64/32-Bit Division Algorithm
Coded in Thumb (ARM) | July 13, 2011
Given the simple mathematical operators in assembly such as addition and subtraction, it is
relatively easy to implement multiplication. The same cannot be said for division, since
there may be issues with not having registers of the correct size. As part of a summer
intern project, I along with another intern implemented the ability to divide a 64-bit
number by a 32-bit number, using just 32-bit registers.
Working With Negative Numbers
The division algorithm must be able to divide negative numbers. In order to improve efficiency, we use a sign flag, which will be set only if one of the numerator or denominator is negative. If we assume the 64-bit numerator comes in at registers R0 and R1 and the 32-bit denominator in R2, figuring out the sign flag (which we store in R8) is just the following (in ARM Thumb code):
MOV R7, R1
; Temporarily store the top half of the numerator into R7
EORS R7, R2
; Exclusive or it with the denominator
MOV R8, R7
; Save sign flag in R8 register
By XORing the top half of the numerator and the denominator, we are XORing their signs.
The result is negative if either one is negative and positive if both or neither are negative.
This makes the algorithm more efficient since it's easier to negate either the numerator or
denominator and work with positive numbers. When the result needs to be returned, the answer
is negated if the sign flag is set.
Short-Circuiting
In order to speed up the algorithm, a lot of short-circuiting was used for special cases in division. We check to see if the numerator and/or denominator fall in one of these special cases, then branch to a part of the code that handles this case without going into the main loop (which will be discussed later).- Division by 0: This is a simple case, as you can't divide by 0. The result is undefined, so we either return 0 or a number representing an undefined value.

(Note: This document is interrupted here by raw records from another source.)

PR #210, opened 2025-07-03
Fix compilation of Unzip.cc in legacy conda environment

iainrussell:
### Description
Issue found when building for post-processing conda stack

### Contributor Declaration

### DIFF
--- a/src/eckit/geo/cache/Unzip.cc
+++ b/src/eckit/geo/cache/Unzip.cc
@@ -10,6 +10,9 @@
  */
 
 
+#include <algorithm>
+#include <memory>
+
 #include "eckit/geo/cache/Unzip.h"
 
 #include "eckit/eckit_config.h"


src/eckit/geo/cache/Unzip.cc
```diff
@@ -10,6 +10,9 @@
  */
 
 
+#include <algorithm>
+#include <memory>
```
wdeconinck, line 14: Missing includes, but not related to condo (just coincidence), rather but just generally missing. Perhaps the PR title could be amended.

For consistency, perhaps they should also be guarded by `eckit_HAVE_ZIP`, just like <array> and <fstream> below.

wdeconinck (approved):

pmaciel:
You're right, some are missing, I didn't notice this.

I've put them inside the conditional guards, added one that wasn't spotted so far.

I don't see the use for <algorithm> though?

PR #216, opened 2025-07-22
Support log and syslog over tcp 

mcakircali:
### Description

add support for logging targets over TCP

### Contributor Declaration


src/eckit/log/SysLogTCPTarget.cc
```diff
@@ -0,0 +1,39 @@
...
+//----------------------------------------------------------------------------------------------------------------------
+
+SysLogTCPTarget::SysLogTCPTarget(net::TCPSocket& socket, SysLog log) : TCPTarget(socket), log_(std::move(log)) {}
+
+void SysLogTCPTarget::msgid(int msg_id) {
+    log_.msgid(msg_id);
+}
+
+void SysLogTCPTarget::write(const char* start, const char* end) {
+    log_.message({start, end});
```
simondsmart, line 29: Do we need to consider the behaviour of newlines here, or is that taken care of elsewhere in the logging infrastructure?

src/eckit/log/SysLogTCPTarget.cc
```diff
@@ -0,0 +1,39 @@
...
+#include "eckit/log/SysLog.h"
+#include "eckit/net/TCPSocket.h"
+
+namespace eckit {
+
+//----------------------------------------------------------------------------------------------------------------------
+
+SysLogTCPTarget::SysLogTCPTarget(net::TCPSocket& socket, SysLog log) : TCPTarget(socket), log_(std::move(log)) {}
+
+void SysLogTCPTarget::msgid(int msg_id) {
```
simondsmart, line 24: I'm not sure that we need this magic function.

src/eckit/log/SysLogTCPTarget.h
```diff
@@ -0,0 +1,64 @@
...
+namespace net {
+class TCPSocket;
+}
+
+//----------------------------------------------------------------------------------------------------------------------
+
+/// sends SysLog (RFC 5424 format) logs over TCP
+class SysLogTCPTarget : public TCPTarget {
+
+    /// Example SysLog:
```
simondsmart, line 29: Not sure that this example is correct.

For initialising the Target, the content of "message" is irrelevant.

And for sending the messages, the user no longer needs to do this.

src/eckit/log/SysLog.h
```diff
@@ -70,7 +71,7 @@ class SysLog {
     static char nilvalue() { return '-'; }
 
 
-    SysLog(const std::string& msg, int msgid = 0, Facility f = SysLog::User, Severity s = SysLog::Info);
+    explicit SysLog(std::string msg, int msgid = 0, Facility f = SysLog::User, Severity s = SysLog::Info);
```
simondsmart, line 74: Given that we are going to be using this in a mode where the messages is set incrementally, it may make sense to have a constructor that does not require a message to create it initially.

simondsmart (commented):
Pretty happy with this. Just a couple of implementation questions.

src/eckit/log/SysLog.h
mcakircali: yes, it's annoyed me too. I tend to enlarge the PRs.. this time it's opposite

src/eckit/log/SysLogTCPTarget.cc
mcakircali: it's handled on remote side

src/eckit/log/SysLogTCPTarget.cc
mcakircali: left for request id, which we don't have yet

src/eckit/log/SysLogTCPTarget.h
mcakircali: side affect of different mode that we use this for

- Division by 1: The answer is just the numerator.
- Numerator = Denominator: The result is 1.
- Numerator < Denominator: Since our algorithm does not deal with floats but instead gives an integer answer and the remainder, this case becomes a special case. The result is 0 with the numerator as the remainder.
- Dividing by a Power of 2: Division by a power of 2 is the same as right shifting the numerator. A naïve way to approach this would be to create a loop and repeatedly right shift the numerator. However, a much faster way is to check if the denominator is a power of 16, 8, 4, 2, and 1 (or a combination of those), and shift the numerator accordingly.
The Main Loop
Unfortunately, the main loop cannot be described in detail for proprietary reasons, but an illustration of this can be found here. Since the algorithm goes through this loop many times, the division algorithm becomes very slow. A faster way to implement it is to unroll the loop: explicitly writing out each iteration of the loop. For example, to unroll this loop:
for (int i = 1; i <= 3; i++) {
print "hi!";
}
The code would just be repeated 3 times:
print "hi!";
print "hi!";
print "hi!";
Since the number of iterations to run in a division algorithm vary, we need a mechanism to
check the number of loops that need to be done (in order to know where to jump in the unrolled
code). This is still faster than an actual loop since the loop invariant does not need to be
checked each time (which happens up to 48 times). This is assuming code space is not an issue.